→ **INFORMATION SHOWN**
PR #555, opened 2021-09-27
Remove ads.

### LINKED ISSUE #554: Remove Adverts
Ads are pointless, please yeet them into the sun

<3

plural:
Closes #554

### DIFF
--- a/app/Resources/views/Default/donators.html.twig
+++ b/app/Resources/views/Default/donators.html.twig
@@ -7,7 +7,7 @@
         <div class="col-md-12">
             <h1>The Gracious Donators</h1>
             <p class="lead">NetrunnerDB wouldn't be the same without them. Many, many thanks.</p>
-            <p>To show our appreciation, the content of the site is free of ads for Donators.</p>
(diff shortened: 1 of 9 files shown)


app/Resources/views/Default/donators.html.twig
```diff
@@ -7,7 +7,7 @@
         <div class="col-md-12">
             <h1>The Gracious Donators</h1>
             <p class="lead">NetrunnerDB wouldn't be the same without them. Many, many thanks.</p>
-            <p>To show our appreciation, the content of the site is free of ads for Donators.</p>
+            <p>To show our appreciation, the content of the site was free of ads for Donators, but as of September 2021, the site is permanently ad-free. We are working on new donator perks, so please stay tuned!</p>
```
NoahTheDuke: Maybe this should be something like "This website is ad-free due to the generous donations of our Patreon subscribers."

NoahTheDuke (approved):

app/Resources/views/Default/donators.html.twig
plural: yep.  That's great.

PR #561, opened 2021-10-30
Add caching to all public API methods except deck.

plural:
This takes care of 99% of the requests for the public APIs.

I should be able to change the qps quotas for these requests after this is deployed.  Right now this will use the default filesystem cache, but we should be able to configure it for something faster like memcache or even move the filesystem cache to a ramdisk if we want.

→ **TASK GOAL**
Write the listing out again in full, exactly as it stands above.

→ **FINISHED EXERCISE**
PR #555, opened 2021-09-27
Remove ads.

### LINKED ISSUE #554: Remove Adverts
Ads are pointless, please yeet them into the sun

<3

plural:
Closes #554

### DIFF
--- a/app/Resources/views/Default/donators.html.twig
+++ b/app/Resources/views/Default/donators.html.twig
@@ -7,7 +7,7 @@
         <div class="col-md-12">
             <h1>The Gracious Donators</h1>
             <p class="lead">NetrunnerDB wouldn't be the same without them. Many, many thanks.</p>
-            <p>To show our appreciation, the content of the site is free of ads for Donators.</p>
(diff shortened: 1 of 9 files shown)


app/Resources/views/Default/donators.html.twig
```diff
@@ -7,7 +7,7 @@
         <div class="col-md-12">
             <h1>The Gracious Donators</h1>
             <p class="lead">NetrunnerDB wouldn't be the same without them. Many, many thanks.</p>
-            <p>To show our appreciation, the content of the site is free of ads for Donators.</p>
+            <p>To show our appreciation, the content of the site was free of ads for Donators, but as of September 2021, the site is permanently ad-free. We are working on new donator perks, so please stay tuned!</p>
```
NoahTheDuke: Maybe this should be something like "This website is ad-free due to the generous donations of our Patreon subscribers."

NoahTheDuke (approved):

app/Resources/views/Default/donators.html.twig
plural: yep.  That's great.

PR #561, opened 2021-10-30
Add caching to all public API methods except deck.

plural:
This takes care of 99% of the requests for the public APIs.

I should be able to change the qps quotas for these requests after this is deployed.  Right now this will use the default filesystem cache, but we should be able to configure it for something faster like memcache or even move the filesystem cache to a ramdisk if we want.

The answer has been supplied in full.